▶ YOUR INSTRUCTIONS:
Copy out each record below, exactly as given.

Source records:
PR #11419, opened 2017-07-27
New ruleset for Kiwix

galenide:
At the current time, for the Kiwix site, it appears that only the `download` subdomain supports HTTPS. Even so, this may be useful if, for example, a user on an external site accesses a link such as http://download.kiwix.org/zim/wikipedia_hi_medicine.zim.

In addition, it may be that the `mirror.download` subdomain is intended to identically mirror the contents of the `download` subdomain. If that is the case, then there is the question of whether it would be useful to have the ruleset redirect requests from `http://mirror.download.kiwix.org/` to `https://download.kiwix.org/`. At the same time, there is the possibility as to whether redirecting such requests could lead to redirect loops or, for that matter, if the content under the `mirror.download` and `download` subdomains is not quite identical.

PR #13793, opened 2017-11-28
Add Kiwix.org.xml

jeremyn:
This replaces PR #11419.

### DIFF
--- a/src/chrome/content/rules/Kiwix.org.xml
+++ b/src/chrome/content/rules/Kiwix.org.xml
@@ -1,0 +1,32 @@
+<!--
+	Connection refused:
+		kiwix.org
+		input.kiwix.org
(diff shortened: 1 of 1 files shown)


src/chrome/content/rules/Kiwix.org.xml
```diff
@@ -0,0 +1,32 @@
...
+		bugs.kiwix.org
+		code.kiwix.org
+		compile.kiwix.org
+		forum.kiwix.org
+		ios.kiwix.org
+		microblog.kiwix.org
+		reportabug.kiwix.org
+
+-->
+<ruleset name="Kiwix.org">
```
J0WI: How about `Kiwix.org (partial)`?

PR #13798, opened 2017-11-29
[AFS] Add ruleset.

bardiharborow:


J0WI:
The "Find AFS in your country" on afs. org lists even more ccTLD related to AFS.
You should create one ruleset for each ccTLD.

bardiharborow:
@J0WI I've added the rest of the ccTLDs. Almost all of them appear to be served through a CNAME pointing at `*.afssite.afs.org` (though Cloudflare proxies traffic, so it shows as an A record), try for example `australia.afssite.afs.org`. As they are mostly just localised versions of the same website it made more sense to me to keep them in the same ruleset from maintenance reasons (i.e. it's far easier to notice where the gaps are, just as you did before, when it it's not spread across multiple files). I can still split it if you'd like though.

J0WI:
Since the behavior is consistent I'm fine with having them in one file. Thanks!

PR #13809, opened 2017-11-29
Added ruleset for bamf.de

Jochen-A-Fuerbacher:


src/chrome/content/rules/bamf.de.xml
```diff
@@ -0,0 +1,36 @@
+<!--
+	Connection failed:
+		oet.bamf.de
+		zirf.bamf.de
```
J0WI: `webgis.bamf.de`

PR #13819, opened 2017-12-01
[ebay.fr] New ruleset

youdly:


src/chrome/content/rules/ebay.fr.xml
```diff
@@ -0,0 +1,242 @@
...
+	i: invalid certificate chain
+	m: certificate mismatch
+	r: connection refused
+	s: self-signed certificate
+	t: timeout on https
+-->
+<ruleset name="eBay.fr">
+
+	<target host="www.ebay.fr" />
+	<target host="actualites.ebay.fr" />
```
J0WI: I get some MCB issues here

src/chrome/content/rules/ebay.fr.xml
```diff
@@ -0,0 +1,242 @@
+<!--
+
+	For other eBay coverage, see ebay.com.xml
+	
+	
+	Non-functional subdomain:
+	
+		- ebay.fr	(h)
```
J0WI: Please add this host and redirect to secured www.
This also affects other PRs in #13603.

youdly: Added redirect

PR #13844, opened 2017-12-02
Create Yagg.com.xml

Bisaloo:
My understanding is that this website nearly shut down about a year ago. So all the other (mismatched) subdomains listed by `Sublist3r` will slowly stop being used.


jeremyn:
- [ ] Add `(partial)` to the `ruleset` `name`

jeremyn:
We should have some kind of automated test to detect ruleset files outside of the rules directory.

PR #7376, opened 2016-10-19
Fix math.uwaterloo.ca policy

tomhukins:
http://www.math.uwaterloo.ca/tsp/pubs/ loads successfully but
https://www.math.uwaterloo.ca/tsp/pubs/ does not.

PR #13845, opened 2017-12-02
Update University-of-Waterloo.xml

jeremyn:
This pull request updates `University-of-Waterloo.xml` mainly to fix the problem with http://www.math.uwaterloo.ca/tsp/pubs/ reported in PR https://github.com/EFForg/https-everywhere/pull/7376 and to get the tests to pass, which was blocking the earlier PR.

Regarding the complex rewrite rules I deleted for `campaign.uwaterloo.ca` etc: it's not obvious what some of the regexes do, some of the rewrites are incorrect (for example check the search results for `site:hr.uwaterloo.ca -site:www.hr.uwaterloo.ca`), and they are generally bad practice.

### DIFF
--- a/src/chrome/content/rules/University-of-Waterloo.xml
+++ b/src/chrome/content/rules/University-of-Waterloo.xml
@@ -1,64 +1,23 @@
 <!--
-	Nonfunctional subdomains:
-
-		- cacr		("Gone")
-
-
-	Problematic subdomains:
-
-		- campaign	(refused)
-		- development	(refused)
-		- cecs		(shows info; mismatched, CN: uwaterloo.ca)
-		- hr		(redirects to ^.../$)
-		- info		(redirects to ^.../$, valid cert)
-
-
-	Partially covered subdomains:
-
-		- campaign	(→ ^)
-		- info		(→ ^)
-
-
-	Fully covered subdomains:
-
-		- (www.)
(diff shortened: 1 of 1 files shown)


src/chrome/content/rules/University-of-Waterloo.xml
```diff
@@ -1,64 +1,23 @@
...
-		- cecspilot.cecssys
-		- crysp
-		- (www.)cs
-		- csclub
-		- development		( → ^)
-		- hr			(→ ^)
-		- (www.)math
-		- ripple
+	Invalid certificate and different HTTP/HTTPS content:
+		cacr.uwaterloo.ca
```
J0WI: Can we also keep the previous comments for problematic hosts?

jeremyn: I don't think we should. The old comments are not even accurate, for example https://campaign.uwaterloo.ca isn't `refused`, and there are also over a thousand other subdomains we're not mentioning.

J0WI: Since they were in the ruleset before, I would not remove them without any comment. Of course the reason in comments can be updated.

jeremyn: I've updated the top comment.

▶ REPLY TO THE TASK:
PR #11419, opened 2017-07-27
New ruleset for Kiwix

galenide:
At the current time, for the Kiwix site, it appears that only the `download` subdomain supports HTTPS. Even so, this may be useful if, for example, a user on an external site accesses a link such as http://download.kiwix.org/zim/wikipedia_hi_medicine.zim.

In addition, it may be that the `mirror.download` subdomain is intended to identically mirror the contents of the `download` subdomain. If that is the case, then there is the question of whether it would be useful to have the ruleset redirect requests from `http://mirror.download.kiwix.org/` to `https://download.kiwix.org/`. At the same time, there is the possibility as to whether redirecting such requests could lead to redirect loops or, for that matter, if the content under the `mirror.download` and `download` subdomains is not quite identical.

PR #13793, opened 2017-11-28
Add Kiwix.org.xml

jeremyn:
This replaces PR #11419.

### DIFF
--- a/src/chrome/content/rules/Kiwix.org.xml
+++ b/src/chrome/content/rules/Kiwix.org.xml
@@ -1,0 +1,32 @@
+<!--
+	Connection refused:
+		kiwix.org
+		input.kiwix.org
(diff shortened: 1 of 1 files shown)


src/chrome/content/rules/Kiwix.org.xml
```diff
@@ -0,0 +1,32 @@
...
+		bugs.kiwix.org
+		code.kiwix.org
+		compile.kiwix.org
+		forum.kiwix.org
+		ios.kiwix.org
+		microblog.kiwix.org
+		reportabug.kiwix.org
+
+-->
+<ruleset name="Kiwix.org">
```
J0WI: How about `Kiwix.org (partial)`?

PR #13798, opened 2017-11-29
[AFS] Add ruleset.

bardiharborow:


J0WI:
The "Find AFS in your country" on afs. org lists even more ccTLD related to AFS.
You should create one ruleset for each ccTLD.

bardiharborow:
@J0WI I've added the rest of the ccTLDs. Almost all of them appear to be served through a CNAME pointing at `*.afssite.afs.org` (though Cloudflare proxies traffic, so it shows as an A record), try for example `australia.afssite.afs.org`. As they are mostly just localised versions of the same website it made more sense to me to keep them in the same ruleset from maintenance reasons (i.e. it's far easier to notice where the gaps are, just as you did before, when it it's not spread across multiple files). I can still split it if you'd like though.

J0WI:
Since the behavior is consistent I'm fine with having them in one file. Thanks!

PR #13809, opened 2017-11-29
Added ruleset for bamf.de

Jochen-A-Fuerbacher:


src/chrome/content/rules/bamf.de.xml
```diff
@@ -0,0 +1,36 @@
+<!--
+	Connection failed:
+		oet.bamf.de
+		zirf.bamf.de
```
J0WI: `webgis.bamf.de`

PR #13819, opened 2017-12-01
[ebay.fr] New ruleset

youdly:


src/chrome/content/rules/ebay.fr.xml
```diff
@@ -0,0 +1,242 @@
...
+	i: invalid certificate chain
+	m: certificate mismatch
+	r: connection refused
+	s: self-signed certificate
+	t: timeout on https
+-->
+<ruleset name="eBay.fr">
+
+	<target host="www.ebay.fr" />
+	<target host="actualites.ebay.fr" />
```
J0WI: I get some MCB issues here

src/chrome/content/rules/ebay.fr.xml
```diff
@@ -0,0 +1,242 @@
+<!--
+
+	For other eBay coverage, see ebay.com.xml
+	
+	
+	Non-functional subdomain:
+	
+		- ebay.fr	(h)
```
J0WI: Please add this host and redirect to secured www.
This also affects other PRs in #13603.

youdly: Added redirect

PR #13844, opened 2017-12-02
Create Yagg.com.xml

Bisaloo:
My understanding is that this website nearly shut down about a year ago. So all the other (mismatched) subdomains listed by `Sublist3r` will slowly stop being used.


jeremyn:
- [ ] Add `(partial)` to the `ruleset` `name`

jeremyn:
We should have some kind of automated test to detect ruleset files outside of the rules directory.

PR #7376, opened 2016-10-19
Fix math.uwaterloo.ca policy

tomhukins:
http://www.math.uwaterloo.ca/tsp/pubs/ loads successfully but
https://www.math.uwaterloo.ca/tsp/pubs/ does not.

PR #13845, opened 2017-12-02
Update University-of-Waterloo.xml

jeremyn:
This pull request updates `University-of-Waterloo.xml` mainly to fix the problem with http://www.math.uwaterloo.ca/tsp/pubs/ reported in PR https://github.com/EFForg/https-everywhere/pull/7376 and to get the tests to pass, which was blocking the earlier PR.

Regarding the complex rewrite rules I deleted for `campaign.uwaterloo.ca` etc: it's not obvious what some of the regexes do, some of the rewrites are incorrect (for example check the search results for `site:hr.uwaterloo.ca -site:www.hr.uwaterloo.ca`), and they are generally bad practice.

### DIFF
--- a/src/chrome/content/rules/University-of-Waterloo.xml
+++ b/src/chrome/content/rules/University-of-Waterloo.xml
@@ -1,64 +1,23 @@
 <!--
-	Nonfunctional subdomains:
-
-		- cacr		("Gone")
-
-
-	Problematic subdomains:
-
-		- campaign	(refused)
-		- development	(refused)
-		- cecs		(shows info; mismatched, CN: uwaterloo.ca)
-		- hr		(redirects to ^.../$)
-		- info		(redirects to ^.../$, valid cert)
-
-
-	Partially covered subdomains:
-
-		- campaign	(→ ^)
-		- info		(→ ^)
-
-
-	Fully covered subdomains:
-
-		- (www.)
(diff shortened: 1 of 1 files shown)


src/chrome/content/rules/University-of-Waterloo.xml
```diff
@@ -1,64 +1,23 @@
...
-		- cecspilot.cecssys
-		- crysp
-		- (www.)cs
-		- csclub
-		- development		( → ^)
-		- hr			(→ ^)
-		- (www.)math
-		- ripple
+	Invalid certificate and different HTTP/HTTPS content:
+		cacr.uwaterloo.ca
```
J0WI: Can we also keep the previous comments for problematic hosts?

jeremyn: I don't think we should. The old comments are not even accurate, for example https://campaign.uwaterloo.ca isn't `refused`, and there are also over a thousand other subdomains we're not mentioning.

J0WI: Since they were in the ruleset before, I would not remove them without any comment. Of course the reason in comments can be updated.

jeremyn: I've updated the top comment.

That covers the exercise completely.